Tuesday, April 21, 2015

Farther afield...

Although I talk most about the Uintas, because that's where I'm going again this year, and because that's the easiest big, dramatically scenic mountain range for me to reach, I should point out that it's not the be all end all of my desired destinations.  Where else would I like to hike, if I had to make a short-list of about 10-12 destinations?
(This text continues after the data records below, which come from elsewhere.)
PR #26331, opened 2020-07-14
Influx: fix flux panic.  cherry picks for #26329

ryantxu:
The go and test files in #26329 do not cleanly cherry pick to 7.1

This is a PR with explicit changes against 7.1.  I'm not sure the best process here :man_shrugging:


ryantxu:
@dprokop -- I added the `cherry-pick` label here since it needs to be added to 7.1, BUT note this pr is agains the 7.1.x branch since #26329 will not cherry pick cleanly.

What is the best practice here?

papagian (commented):
LGTM

The CI fails to build enterprise because it targets the v7.1.x branch and tries to checkout an invalid OSS branch.
@dprokop We need to change it to target the cherry-picks PR once it will be created and merge it together with the others.

dprokop:
@papagian haven't we agreed to cherry pick https://github.com/grafana/grafana/pull/26329 instead?

papagian:
> @papagian haven't we agreed to cherry pick #26329 instead?X

we cannot because the `verifyGoldenResponse()` that is called by the test does not exist in #26329 (it is introduced in another commit that it [will not](https://github.com/grafana/grafana/pull/26329#issuecomment-658328198) be included in 7.1)

dprokop:
OK, then i'll merge this one to the cherry picks branch 👍

pkg/tsdb/influxdb/flux/executor_test.go
```diff
@@ -273,3 +285,12 @@ func TestBuckets(t *testing.T) {
 		fmt.Println("----------------------")
 	})
 }
+
+func TestGoldenFiles(t *testing.T) {
+	t.Run("Renamed", func(t *testing.T) {
+		_, err := verifyGoldenResponse("renamed")
+		if err != nil {
+			t.Fatal(err.Error())
+		}
```
aknuds1, line 294: require.NoError(t, err)

aknuds1 (approved):
LGTM, with a suggestion.

pkg/tsdb/influxdb/flux/executor_test.go
papagian: no objection; only that this is already merged in master in #26329 if we accept the suggestion here we need to change it also in the master.

aknuds1: Good point @papagian. Might as well not change this.

PR #26339, opened 2020-07-15
Database: Set 0640 permissions on SQLite database file

### LINKED ISSUE #8283: [Bug] Wrong permissions in grafana package for grafana.db
It looks like in https://github.com/grafana/grafana/issues/2126 there were plans to lock down the sqlite DB to 0600. While grafana.ini did get locked down, the DB did not. Unless this is no longer believed to be necessary I could try to send a PR.

- What Grafana version are you using? 4.2.0
- What datasource are you using? InfluxDB
- What OS are you running grafana on? CentOS 7.3.1611
- What did you do? Logged into grafana.db as a regular user 
- What was the expected result? Permission denied
- What happened instead? Logged in without issue, able to query salt and password for users
 
```
[vagrant@monitoring ~]$ less /etc/grafana/grafana.ini 
/etc/grafana/grafana.ini: Permission denied
[vagrant@monitoring ~]$ sqlite3 /var/lib/grafana/grafana.db 
SQLite version 3.7.17 2013-05-20 00:56:22
Enter ".help" for instructions
Enter SQL statements terminated with a ";"
sqlite> select salt, password from user;
SALT|PW
[vagrant@noc-monitoring ~]$ sudo yum info grafana
Loaded plugins: fastestmirror
Loading mirror speeds from cached hostfile
 * base: centos.chi.host-engine.com
 * extras: mirror.sigmanet.com
 * updates: mirror.sigmanet.com
Installed Packages
Name        : grafana
Arch        : x86_64
Version     : 4.2.0
Release     : 1
Size        : 128 M
Repo        : installed
From repo   : grafana
Summary     : Grafana
URL         : https://grafana.com
License     : "Apache 2.0"
Description : Grafana
```

aknuds1:
#8283 points out that the we should restrict access to the SQLite database file, so only the owner can use it. This PR ensures the file has permissions 0640 (read/write for owner, read for group) when it gets created. If the file already exists and has broader permissions, a warning will be logged.

@wz2b @austinbutler does this look right to you?

Fixes #8283.


papagian (approved):
I have tested both with existing and not existing sqlite database file and with mysql database and it works as expected.

aknuds1:
> I have tested both with existing and not existing sqlite database file and with mysql database and it works as expected.

Thanks @papagian - do you have any opinion on whether we should change the permissions of existing SQLite files or not? Maybe just log a warning to the administrator?

papagian:
> Thanks @papagian - do you have any opinion on whether we should change the permissions of existing SQLite files or not? Maybe just log a warning to the administrator? I'm just worried in case there are valid scenarios where the permissions (or owner?) should be changed by the operator.

I didn't think about it. I'm not sure. Maybe the admin could overwrite the permissions by the configuration.

wz2b:
> > Thanks @papagian - do you have any opinion on whether we should change the permissions of existing SQLite files or not? Maybe just log a warning to the administrator? I'm just worried in case there are valid scenarios where the permissions (or owner?) should be changed by the operator.

> I didn't think about it. I'm not sure. Maybe the admin could overwrite the permissions by the configuration.

I think you should.  Not only is it the user table but also the data_source table.  In theory plugins will store passwords encrypted in secureJsonData but they don't all.  Just an an example, the Zabbix datasource does store in secureJsonData now, but it didn't always, and if you upgrade the datasource it doesn't clear out the plaintext 'password' column that was there previously (even though it doesn't use it any more).  What that means is if somebody didn't set up a zabbix service account with the right permissions, you can steal this password from grafana.db and do bad things to zabbix.  We don't want somebody to be able to point to some exploit and have the reason be that grafana allowed the password to escape.

kylebrandt:
> > Thanks @papagian - do you have any opinion on whether we should change the permissions of existing SQLite files or not? Maybe just log a warning to the administrator? I'm just worried in case there are valid scenarios where the permissions (or owner?) should be changed by the operator.
> 
> I didn't think about it. I'm not sure. Maybe the admin could overwrite the permissions by the configuration.

One may want to give a group of users access to the sqlite db. So forcing group permissions to 0 could be problematic.

wz2b:
> One may want to give a group of users access to the sqlite db. So forcing group permissions to 0 could be problematic.

The Ubuntu package (maybe all debian) yields this:

  -rw-r--r-- 1 grafana grafana 260056 July 15 13:29 /var/lib/grafana/grafana.db

so it creates a 'grafana' user and a 'grafana' group.  So I'd be fine with the permissions being 640 (u+rw,g+r if I did that right).  Normally there's nobody in the 'grafana' group other than the 'grafana' user.  So, this way, if somebody did have some weird reason to add a second user to the 'grafana' group (like say for backing it up) that would still work.

Regarding changing an existing file's permissions if it exists: I think this is a good idea, but it's not something I would do on the go side.  I would have grafana set 0640 if it creates the file; but as for changing a file that already exists, in thinking about this, it's really something I would put into the postinst script.  If you want to be nice you'd even make it prompt the user whether or not they wanted you to do it.

kylebrandt:
I don't know enough about the various files the Grafana process can create, or the packaging ... but my fuzzy old knowledge says that maybe we should be setting the umask for the process so all things created are only accessible by grafana user/group - but I don't know if that might cause problems - and don't think it should be a blocker getting more secure specific DB perms in place.

marefr:
Think logging a warning if permissions are to "broad" on sqlite file should be enough. Then handle the migration thru documentation because older Grafana instances can apply that change manually without upgrading, which is good from a security perspective.

aknuds1:
I'll change the permissions to 0640 give the group read access. That sound alright to you @papagian @kylebrandt @marefr?

@papagian @kylebrandt Do you agree with @marefr about just logging a warning if the file exists with broader permissions?

papagian:
> I'll change the permissions to 0640 give the group read access. That sound alright to you @papagian @kylebrandt @marefr?

Being created with the `grafana` group is not always the case. For instance if you are in development mode then the file is created with the current user/group. However, I think that restricting read access to the group can have implications so I would say yes.

> @papagian @kylebrandt Do you agree with @marefr about just logging a warning if the file exists with broader permissions?

yes, I think that is much better.

aknuds1:
I made a change to only log a warning if the SQLite file permissions are broader than expected (0640).

aknuds1:
@marefr @kylebrandt @papagian Please have another look.

pkg/services/sqlstore/sqlstore.go
```diff
@@ -265,6 +266,32 @@ func (ss *SqlStore) getEngine() (*xorm.Engine, error) {
...
+		}
+
+		const perms = 0640
+		if !exists {
+			ss.log.Info("Creating SQLite database file", "path", ss.dbCfg.Path)
+			f, err := os.OpenFile(ss.dbCfg.Path, os.O_CREATE|os.O_RDWR, perms)
+			if err != nil {
+				return nil, errutil.Wrapf(err, "failed to create SQLite database file %q", ss.dbCfg.Path)
+			}
+			f.Close()
```
kylebrandt, line 282: Should maybe check for the error on close and return it? I'm not sure if close already being called is the only possible error case or not.

Also maybe this can be its own function

kylebrandt (approved):
Two possible code considerations for checking an error and moving this to its own function, but leave those to your judgement.

I agree with the logging choice.

pkg/services/sqlstore/sqlstore.go
aknuds1: Good point @kylebrandt on reporting error on close. I actually avoided checking it on purpose, but realize in retrospect that a closing error here could mean it didn't get created.

papagian:
I've tested it again and works as expected in my development environment.

PR #26342, opened 2020-07-15
Azure: Handle real type nan/inf values in Log/Insights Analytics

kylebrandt:
This handle NaN/-Inf/Inf real values when converting to a dataframe.  Before this, if the user were to divide by 0.0, "Infinity would be returned in the result and the user would get an error: "unexpected type, expected json.Number but got string".

Now those values are properly set as NaN/Inf values.

cc @wardbekker


papagian (approved):
LGTM; I have tested and works as expected!

aknuds1 (approved):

  • Although Washington State and the PNW region in general annoys me in many ways, I can't deny that there are phenomenally scenic places to visit.  Sadly, some of them, especially those closest to Seattle, are visited by hordes of granola, outdoorsy types, which means that you either have to deal with crowds, extremely limited permits, or both.  But there's a few places that I think would be worth the trouble:

  • My annoyance with the PNW is matched by my equal annoyance with California, but you also have to admit that the Sierra Nevadas are not for nothing known as one of the premiere backpacking destinations on the continent.  The John Muir trail, at about 220 miles, is the longest single expedition trail that I'm likely to ever attempt (something like the PCT or the AT is simply too long away from home to appeal to me) but for this list, I've focused on more modest destinations, many of them described by Peter Potterfield in his hiking books.
    • The Rae Lakes Loop in King's Canyon National Park, including a hop over to Kearsarge Basin.
    • The Yosemite Grand Traverse, a 60-mile epic that you can do after seeing the touristy parts of Yosemite Valley in the park.
    • An out-and-back or loop from Devil's Postpile up to Thousand Island Lake and thereabouts.  I'll note that the JMT actually covers much of the same territory that these hikes do.
  • Wyoming, on the other hand, is a state I can relate to, and the Greater Yellowstone Ecosystem area has some of the most highly desirable hikes on my bucket list.  Plus, unlike the west coast hikes, I can drive there in two days rather than three.
    • The Teton Crest Trail is the top destination here.  That said, it may get a bit crowded relative to some other destinations, such as:
    • The Shoal Falls Loop in the Gros Ventre (I'd probably do as a warm-up to Teton Crest.  Both together are little more than a week long.)
    • Lots of potential destinations in the Wind Rivers (Titcomb Basin, Cirque of the Towers, Indian Basin), the Absarokas, and the Beartooths that are high on my wish-list.  Not to mention within Yellowstone itself.  And that's just scratching the surface of mountain ranges in the area.  It may be a bit cheating to conflate all of them into a single bullet point for purposes of this list, but honestly, I haven't tried to prioritize them yet.  I want to do them all!
  • The Maroon Bells Circuit.  Have to do it.  Would prefer September, with bright yellow aspens, of course!
  • Lots to see still in Glacier National Park, although rather than extended backpacking trips, I'm more inclined to see this as day hikes from a base-camp in one of the lodges.  Next time I'm in the area, I want to add Waterton Lakes National Park just over the border in Canada while I'm at it.  I really enjoyed Glacier when I was there a few years ago, but it was a high snow year, I was there too early to even get to Logan Pass (too much snow) and we were only there a few days.  I barely scratched the surface of one of the most beautiful areas of the Rockies.
  • I went once to the Chicago Basin in the San Juans in southern Colorado as a teenager, and I have a strong desire to head back to that range.  I know that there are a lot of routes and destinations to choose from, and I haven't really researched much in the way of what I'd want to do yet.
  • Coyote Gulch is probably short enough that I could pair it with a trip to Chesler Park, or Fish Canyon nearby.
  • Rim to Rim to Rim hike of the Grand Canyon
  • Southern Rim hike of Big Bend National Park.  Plus, a bunch of day hikes to places like Grapevine Hills, Santa Elena and Boquillas canyons, etc.
  • Speaking of hiking in Texas, next time I visit my folks, I want to time it where I can go backpacking without it being ridiculously hot.  I'd love to see Palo Duro and Caprock Canyons State Parks.
  • I'm not that up on what's hot in Canada, but there are a few destinations in Jasper and Banff National Parks (and the other parks nearby) that have caught my interest:
    • Skoki Valley
    • Tonquin Valley
    • The Rockwall Trail in nearby Yoho and Kootenay National Parks.